What the task asks — What appears from the first line of the records below through the line containing "CustomItemData choice = choices.get(0);" must be reproduced verbatim.

Information shown —
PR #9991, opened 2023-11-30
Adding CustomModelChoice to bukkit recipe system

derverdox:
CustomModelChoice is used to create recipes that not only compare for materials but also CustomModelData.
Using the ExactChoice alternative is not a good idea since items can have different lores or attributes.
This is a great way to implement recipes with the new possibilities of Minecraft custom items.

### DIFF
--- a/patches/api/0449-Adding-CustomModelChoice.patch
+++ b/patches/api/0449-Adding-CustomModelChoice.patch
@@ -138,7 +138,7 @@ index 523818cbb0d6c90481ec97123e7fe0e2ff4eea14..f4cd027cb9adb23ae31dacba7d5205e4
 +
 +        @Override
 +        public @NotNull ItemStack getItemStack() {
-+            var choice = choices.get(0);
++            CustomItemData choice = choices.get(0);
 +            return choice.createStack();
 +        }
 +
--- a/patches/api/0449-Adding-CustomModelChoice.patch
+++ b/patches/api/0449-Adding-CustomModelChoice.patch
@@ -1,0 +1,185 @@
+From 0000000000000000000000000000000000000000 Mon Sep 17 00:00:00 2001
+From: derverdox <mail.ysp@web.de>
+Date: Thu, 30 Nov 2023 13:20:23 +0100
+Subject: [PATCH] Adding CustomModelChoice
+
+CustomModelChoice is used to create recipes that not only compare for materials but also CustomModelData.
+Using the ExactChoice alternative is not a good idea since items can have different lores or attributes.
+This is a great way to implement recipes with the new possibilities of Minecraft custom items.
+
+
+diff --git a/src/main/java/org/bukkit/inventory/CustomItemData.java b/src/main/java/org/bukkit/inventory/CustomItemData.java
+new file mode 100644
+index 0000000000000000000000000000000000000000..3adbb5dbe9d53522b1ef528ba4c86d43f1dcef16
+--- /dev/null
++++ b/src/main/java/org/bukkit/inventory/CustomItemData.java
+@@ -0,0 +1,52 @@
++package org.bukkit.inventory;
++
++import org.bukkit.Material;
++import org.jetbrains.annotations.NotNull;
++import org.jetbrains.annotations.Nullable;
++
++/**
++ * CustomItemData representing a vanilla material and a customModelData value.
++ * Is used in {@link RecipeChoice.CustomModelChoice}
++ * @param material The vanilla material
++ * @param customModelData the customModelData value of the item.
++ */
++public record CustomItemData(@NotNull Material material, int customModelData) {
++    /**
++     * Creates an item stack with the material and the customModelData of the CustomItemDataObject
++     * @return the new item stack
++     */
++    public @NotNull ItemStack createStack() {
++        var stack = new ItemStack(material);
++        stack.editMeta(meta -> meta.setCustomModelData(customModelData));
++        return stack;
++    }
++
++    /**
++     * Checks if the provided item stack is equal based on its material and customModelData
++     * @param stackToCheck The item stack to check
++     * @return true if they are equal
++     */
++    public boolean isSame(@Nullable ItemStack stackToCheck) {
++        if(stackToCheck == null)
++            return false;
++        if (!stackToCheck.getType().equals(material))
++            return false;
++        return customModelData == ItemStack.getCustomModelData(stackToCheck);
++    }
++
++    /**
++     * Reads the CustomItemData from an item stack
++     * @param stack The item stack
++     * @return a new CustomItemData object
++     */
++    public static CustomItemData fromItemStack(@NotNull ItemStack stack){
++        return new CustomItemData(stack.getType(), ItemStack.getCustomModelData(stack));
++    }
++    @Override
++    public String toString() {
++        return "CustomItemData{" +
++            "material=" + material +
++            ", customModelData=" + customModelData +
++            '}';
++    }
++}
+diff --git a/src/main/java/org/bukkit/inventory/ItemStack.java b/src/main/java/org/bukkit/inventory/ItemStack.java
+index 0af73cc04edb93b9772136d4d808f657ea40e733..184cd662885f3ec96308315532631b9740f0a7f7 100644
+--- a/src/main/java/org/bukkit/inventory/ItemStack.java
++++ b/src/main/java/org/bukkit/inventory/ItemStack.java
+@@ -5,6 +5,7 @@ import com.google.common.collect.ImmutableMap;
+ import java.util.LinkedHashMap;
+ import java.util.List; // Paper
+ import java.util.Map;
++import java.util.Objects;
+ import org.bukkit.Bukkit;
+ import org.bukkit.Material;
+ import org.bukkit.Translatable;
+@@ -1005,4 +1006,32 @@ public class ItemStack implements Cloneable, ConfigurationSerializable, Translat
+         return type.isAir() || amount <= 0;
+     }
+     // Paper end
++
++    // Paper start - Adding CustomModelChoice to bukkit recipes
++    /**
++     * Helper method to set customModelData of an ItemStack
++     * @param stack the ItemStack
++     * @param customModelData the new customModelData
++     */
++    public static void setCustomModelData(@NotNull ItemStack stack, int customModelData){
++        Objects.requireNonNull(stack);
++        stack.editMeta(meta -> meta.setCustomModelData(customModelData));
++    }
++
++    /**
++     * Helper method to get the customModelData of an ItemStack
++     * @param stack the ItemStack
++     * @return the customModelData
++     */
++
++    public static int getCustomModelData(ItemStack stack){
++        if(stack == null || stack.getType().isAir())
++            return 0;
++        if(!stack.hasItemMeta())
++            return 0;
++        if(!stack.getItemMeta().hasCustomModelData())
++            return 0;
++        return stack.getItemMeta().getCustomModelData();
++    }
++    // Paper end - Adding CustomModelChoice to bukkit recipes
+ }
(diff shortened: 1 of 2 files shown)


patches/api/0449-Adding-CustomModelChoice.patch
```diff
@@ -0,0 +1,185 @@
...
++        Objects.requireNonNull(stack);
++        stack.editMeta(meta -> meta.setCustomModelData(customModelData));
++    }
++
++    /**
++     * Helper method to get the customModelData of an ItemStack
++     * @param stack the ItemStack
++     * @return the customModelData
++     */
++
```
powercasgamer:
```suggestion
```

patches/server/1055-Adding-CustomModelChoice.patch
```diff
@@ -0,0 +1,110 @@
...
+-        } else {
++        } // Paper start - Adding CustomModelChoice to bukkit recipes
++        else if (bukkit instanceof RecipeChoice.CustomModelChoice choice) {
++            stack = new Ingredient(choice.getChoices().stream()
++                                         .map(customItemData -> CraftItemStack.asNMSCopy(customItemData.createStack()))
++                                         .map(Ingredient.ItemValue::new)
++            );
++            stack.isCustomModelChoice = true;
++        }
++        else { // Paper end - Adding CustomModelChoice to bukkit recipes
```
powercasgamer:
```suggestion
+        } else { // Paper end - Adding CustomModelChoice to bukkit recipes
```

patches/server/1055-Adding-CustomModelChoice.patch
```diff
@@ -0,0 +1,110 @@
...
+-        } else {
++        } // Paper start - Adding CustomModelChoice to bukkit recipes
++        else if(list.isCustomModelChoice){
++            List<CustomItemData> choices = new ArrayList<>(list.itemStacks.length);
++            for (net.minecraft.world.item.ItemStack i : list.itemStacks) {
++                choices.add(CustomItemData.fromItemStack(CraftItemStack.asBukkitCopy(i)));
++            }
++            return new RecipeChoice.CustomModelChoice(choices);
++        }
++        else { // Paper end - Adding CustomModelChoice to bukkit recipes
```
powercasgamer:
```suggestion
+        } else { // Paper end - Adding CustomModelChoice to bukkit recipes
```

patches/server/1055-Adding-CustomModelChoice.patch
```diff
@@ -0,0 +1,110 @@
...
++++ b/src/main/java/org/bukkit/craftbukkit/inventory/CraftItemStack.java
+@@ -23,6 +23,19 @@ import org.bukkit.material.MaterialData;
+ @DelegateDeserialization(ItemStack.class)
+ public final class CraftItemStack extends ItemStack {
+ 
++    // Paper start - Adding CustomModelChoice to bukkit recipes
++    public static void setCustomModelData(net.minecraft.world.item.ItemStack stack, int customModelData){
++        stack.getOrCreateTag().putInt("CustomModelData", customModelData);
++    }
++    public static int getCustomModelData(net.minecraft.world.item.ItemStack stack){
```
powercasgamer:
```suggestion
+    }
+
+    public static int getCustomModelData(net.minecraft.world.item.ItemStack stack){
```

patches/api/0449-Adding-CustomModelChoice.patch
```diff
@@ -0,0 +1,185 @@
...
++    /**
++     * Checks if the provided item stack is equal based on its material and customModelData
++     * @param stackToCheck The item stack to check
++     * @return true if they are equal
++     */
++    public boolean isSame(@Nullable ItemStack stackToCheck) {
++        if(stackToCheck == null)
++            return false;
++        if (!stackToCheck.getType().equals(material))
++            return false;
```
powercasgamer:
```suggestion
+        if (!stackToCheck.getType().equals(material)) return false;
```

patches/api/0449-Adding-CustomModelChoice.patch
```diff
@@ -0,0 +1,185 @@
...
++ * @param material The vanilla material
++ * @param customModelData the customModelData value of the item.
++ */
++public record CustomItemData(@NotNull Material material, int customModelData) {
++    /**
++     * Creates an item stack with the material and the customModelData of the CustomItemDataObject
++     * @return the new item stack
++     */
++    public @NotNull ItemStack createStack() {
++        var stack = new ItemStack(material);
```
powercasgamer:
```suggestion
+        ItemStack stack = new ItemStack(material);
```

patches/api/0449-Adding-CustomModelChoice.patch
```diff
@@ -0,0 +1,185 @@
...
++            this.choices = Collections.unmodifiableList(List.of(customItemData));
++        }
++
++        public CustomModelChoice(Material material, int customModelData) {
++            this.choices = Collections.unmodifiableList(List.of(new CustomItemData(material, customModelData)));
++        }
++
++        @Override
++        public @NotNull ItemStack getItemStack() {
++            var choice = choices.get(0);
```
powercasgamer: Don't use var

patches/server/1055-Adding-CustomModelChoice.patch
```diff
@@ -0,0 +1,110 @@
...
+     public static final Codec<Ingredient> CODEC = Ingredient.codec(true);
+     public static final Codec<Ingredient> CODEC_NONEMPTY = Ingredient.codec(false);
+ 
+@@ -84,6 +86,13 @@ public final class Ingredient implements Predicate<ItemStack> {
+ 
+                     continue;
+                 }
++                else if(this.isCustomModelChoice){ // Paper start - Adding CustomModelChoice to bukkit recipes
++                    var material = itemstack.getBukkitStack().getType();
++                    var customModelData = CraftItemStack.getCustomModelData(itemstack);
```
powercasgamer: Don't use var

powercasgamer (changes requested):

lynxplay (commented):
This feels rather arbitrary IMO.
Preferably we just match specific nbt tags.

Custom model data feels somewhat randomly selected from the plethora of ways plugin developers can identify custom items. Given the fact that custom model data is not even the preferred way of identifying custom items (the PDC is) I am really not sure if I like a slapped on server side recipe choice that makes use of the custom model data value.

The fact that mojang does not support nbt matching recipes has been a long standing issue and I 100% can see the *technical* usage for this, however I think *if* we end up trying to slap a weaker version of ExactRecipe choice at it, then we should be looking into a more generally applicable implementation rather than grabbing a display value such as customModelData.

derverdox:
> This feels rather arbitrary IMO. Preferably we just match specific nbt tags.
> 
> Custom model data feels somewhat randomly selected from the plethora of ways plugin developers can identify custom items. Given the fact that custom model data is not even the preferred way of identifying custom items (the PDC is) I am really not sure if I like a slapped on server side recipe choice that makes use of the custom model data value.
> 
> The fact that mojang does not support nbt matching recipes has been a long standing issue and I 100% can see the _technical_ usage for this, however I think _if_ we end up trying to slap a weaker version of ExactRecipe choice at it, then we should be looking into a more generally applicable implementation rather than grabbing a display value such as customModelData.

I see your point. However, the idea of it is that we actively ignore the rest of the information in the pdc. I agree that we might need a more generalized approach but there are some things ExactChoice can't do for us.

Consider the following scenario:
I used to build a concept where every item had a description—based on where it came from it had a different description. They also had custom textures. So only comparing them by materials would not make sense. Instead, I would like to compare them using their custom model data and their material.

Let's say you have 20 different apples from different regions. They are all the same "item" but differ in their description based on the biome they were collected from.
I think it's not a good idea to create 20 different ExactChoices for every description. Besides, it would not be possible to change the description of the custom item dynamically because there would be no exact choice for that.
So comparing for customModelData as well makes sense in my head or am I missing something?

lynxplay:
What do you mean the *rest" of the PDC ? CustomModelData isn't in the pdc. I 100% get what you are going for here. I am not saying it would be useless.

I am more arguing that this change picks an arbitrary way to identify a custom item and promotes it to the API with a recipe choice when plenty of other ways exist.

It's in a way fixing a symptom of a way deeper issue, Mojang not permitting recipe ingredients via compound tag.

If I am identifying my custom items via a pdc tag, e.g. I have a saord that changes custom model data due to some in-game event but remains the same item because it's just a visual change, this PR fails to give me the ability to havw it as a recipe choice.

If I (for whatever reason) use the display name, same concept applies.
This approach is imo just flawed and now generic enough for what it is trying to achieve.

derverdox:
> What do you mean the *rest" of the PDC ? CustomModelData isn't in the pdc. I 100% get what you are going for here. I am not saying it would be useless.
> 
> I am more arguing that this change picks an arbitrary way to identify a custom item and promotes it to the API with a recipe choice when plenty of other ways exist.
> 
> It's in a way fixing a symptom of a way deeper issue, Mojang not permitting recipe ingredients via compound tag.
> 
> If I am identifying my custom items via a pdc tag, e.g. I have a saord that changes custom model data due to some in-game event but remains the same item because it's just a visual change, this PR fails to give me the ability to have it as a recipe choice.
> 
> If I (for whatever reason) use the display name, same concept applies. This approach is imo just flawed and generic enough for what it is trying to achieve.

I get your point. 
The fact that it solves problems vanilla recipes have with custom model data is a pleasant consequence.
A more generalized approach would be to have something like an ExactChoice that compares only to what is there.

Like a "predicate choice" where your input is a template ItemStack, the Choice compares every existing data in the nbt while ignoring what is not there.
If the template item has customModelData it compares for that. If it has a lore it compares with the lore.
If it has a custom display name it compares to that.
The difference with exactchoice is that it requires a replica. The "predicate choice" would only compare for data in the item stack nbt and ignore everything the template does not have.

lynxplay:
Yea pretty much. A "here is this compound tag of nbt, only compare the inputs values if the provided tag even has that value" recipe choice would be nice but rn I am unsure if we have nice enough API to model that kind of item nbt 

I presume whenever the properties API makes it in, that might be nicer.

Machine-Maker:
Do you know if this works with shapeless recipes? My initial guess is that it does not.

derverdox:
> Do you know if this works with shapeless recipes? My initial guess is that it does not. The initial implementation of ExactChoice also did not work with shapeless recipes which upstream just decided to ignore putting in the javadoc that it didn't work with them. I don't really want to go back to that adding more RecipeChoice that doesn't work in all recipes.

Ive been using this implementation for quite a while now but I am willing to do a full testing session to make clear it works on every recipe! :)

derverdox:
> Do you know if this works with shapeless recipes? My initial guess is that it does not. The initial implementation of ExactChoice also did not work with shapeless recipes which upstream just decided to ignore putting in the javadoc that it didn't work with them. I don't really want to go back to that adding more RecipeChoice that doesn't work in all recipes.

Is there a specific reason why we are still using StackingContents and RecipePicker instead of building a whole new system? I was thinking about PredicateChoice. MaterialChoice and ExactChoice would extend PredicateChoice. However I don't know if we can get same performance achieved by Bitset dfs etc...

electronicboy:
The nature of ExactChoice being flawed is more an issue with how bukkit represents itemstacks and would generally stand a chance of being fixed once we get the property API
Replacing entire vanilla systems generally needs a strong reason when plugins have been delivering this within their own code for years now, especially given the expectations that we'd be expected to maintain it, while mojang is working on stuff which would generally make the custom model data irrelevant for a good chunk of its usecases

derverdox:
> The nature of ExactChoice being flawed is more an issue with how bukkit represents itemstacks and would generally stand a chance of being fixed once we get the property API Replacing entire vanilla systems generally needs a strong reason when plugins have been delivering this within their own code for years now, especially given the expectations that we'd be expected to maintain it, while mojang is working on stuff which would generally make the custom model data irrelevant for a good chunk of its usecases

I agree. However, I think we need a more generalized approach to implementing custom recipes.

Your solution —
PR #9991, opened 2023-11-30
Adding CustomModelChoice to bukkit recipe system

derverdox:
CustomModelChoice is used to create recipes that not only compare for materials but also CustomModelData.
Using the ExactChoice alternative is not a good idea since items can have different lores or attributes.
This is a great way to implement recipes with the new possibilities of Minecraft custom items.

### DIFF
--- a/patches/api/0449-Adding-CustomModelChoice.patch
+++ b/patches/api/0449-Adding-CustomModelChoice.patch
@@ -138,7 +138,7 @@ index 523818cbb0d6c90481ec97123e7fe0e2ff4eea14..f4cd027cb9adb23ae31dacba7d5205e4
 +
 +        @Override
 +        public @NotNull ItemStack getItemStack() {
-+            var choice = choices.get(0);
++            CustomItemData choice = choices.get(0);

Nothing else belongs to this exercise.